Data excerpts:
=== Section Start ===
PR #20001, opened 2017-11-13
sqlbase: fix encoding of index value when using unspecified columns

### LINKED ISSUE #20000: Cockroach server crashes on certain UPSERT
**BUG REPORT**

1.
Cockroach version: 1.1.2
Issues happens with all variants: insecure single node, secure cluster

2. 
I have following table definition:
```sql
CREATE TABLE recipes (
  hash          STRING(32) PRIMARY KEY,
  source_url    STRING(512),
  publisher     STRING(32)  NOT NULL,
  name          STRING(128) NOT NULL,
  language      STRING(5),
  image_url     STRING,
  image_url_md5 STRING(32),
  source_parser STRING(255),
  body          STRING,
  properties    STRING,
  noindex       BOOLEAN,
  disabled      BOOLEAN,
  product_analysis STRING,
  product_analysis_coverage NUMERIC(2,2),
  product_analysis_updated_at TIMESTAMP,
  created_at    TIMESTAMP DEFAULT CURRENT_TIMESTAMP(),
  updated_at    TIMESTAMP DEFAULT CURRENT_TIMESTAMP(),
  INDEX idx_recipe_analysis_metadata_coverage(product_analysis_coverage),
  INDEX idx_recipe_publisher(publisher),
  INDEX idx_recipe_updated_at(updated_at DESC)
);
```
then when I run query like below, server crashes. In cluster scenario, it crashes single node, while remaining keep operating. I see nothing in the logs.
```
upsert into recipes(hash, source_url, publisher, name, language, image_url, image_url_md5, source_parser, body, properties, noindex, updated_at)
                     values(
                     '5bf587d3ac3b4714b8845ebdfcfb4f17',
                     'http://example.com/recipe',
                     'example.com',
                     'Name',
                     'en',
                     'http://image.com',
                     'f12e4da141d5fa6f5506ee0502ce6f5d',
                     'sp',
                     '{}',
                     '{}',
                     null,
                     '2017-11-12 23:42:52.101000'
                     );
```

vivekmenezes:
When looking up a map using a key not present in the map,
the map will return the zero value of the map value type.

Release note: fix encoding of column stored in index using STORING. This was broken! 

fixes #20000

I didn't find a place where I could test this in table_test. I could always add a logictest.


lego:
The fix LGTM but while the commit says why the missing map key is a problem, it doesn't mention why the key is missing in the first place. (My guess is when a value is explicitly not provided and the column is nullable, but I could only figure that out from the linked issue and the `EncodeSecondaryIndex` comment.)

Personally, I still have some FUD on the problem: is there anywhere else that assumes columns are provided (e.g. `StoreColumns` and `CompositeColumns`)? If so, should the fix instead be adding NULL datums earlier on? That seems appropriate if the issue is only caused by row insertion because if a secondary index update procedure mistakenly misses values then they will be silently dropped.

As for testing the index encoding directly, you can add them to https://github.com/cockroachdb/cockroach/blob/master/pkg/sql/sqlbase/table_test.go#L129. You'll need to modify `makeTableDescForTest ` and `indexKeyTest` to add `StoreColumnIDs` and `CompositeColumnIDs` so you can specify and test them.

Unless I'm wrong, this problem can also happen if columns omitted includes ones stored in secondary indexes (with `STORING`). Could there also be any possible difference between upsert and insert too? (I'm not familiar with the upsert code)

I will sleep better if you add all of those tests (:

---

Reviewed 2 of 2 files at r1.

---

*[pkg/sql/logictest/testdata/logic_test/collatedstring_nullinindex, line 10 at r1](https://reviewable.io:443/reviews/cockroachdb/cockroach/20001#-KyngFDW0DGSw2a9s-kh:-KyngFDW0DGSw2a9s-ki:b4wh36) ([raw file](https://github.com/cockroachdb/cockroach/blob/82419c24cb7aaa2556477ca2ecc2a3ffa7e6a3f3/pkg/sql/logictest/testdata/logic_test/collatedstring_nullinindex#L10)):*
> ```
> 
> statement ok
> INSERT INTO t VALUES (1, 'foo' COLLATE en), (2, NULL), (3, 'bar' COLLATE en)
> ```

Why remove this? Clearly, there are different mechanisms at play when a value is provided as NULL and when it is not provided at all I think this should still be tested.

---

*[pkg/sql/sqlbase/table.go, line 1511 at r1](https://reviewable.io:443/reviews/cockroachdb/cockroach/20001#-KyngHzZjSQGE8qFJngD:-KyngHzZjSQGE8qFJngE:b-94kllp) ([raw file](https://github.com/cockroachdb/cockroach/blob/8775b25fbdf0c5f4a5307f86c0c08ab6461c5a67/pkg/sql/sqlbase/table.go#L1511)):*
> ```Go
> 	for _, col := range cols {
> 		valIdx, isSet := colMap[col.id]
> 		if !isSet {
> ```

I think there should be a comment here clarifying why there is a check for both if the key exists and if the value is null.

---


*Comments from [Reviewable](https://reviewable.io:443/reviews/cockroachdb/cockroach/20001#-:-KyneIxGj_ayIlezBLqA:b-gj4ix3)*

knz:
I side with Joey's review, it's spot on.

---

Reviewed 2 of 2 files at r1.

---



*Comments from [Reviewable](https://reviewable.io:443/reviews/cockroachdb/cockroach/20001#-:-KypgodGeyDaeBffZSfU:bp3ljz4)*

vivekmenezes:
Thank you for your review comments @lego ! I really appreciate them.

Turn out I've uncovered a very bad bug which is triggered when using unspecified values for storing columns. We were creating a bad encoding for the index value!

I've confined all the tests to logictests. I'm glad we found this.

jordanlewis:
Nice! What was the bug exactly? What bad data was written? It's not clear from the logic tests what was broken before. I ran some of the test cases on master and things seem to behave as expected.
=== Section End ===
=== Section Start ===
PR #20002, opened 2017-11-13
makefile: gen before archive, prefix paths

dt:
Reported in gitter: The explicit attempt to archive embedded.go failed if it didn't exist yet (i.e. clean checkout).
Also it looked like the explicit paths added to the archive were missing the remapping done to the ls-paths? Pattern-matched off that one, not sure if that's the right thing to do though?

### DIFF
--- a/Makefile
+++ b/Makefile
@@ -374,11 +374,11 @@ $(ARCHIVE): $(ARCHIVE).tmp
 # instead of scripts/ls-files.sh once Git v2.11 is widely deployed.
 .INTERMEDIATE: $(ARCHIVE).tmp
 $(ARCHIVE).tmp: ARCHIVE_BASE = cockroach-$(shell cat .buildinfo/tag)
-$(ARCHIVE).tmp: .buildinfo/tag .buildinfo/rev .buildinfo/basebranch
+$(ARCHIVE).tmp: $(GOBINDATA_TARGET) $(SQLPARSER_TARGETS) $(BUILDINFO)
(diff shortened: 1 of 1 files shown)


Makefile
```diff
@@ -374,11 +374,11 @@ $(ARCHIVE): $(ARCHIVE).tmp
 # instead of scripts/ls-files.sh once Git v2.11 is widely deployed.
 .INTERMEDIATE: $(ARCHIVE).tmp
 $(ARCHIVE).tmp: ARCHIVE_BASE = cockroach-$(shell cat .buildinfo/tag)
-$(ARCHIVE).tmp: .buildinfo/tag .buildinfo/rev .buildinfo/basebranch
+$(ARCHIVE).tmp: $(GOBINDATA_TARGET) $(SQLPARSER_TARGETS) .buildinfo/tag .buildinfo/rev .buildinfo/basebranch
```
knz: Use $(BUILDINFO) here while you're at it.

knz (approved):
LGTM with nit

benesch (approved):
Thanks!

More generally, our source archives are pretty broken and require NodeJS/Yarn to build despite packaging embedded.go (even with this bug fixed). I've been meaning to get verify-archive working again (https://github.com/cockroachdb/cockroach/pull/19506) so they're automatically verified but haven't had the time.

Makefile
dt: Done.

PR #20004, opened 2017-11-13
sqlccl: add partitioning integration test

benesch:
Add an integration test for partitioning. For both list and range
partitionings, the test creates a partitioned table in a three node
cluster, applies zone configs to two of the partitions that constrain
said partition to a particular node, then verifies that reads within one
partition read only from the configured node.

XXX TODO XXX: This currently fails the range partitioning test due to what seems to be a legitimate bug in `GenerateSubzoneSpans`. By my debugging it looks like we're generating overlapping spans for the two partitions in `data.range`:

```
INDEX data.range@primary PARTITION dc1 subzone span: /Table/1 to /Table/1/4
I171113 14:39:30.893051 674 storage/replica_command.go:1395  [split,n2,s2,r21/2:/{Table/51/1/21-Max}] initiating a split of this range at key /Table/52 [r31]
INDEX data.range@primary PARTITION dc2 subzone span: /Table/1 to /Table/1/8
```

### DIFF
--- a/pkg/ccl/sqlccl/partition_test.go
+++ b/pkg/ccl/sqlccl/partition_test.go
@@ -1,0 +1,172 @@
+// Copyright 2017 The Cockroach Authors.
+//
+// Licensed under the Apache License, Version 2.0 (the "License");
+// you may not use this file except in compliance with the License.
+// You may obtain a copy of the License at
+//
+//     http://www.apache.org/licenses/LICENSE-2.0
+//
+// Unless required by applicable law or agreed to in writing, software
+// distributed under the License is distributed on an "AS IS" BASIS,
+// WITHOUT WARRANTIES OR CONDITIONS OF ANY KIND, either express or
=== Section End ===
Your instructions:
Copy each line above holding "under".

Output below:
+// Licensed under the Apache License, Version 2.0 (the "License");
+// distributed under the License is distributed on an "AS IS" BASIS,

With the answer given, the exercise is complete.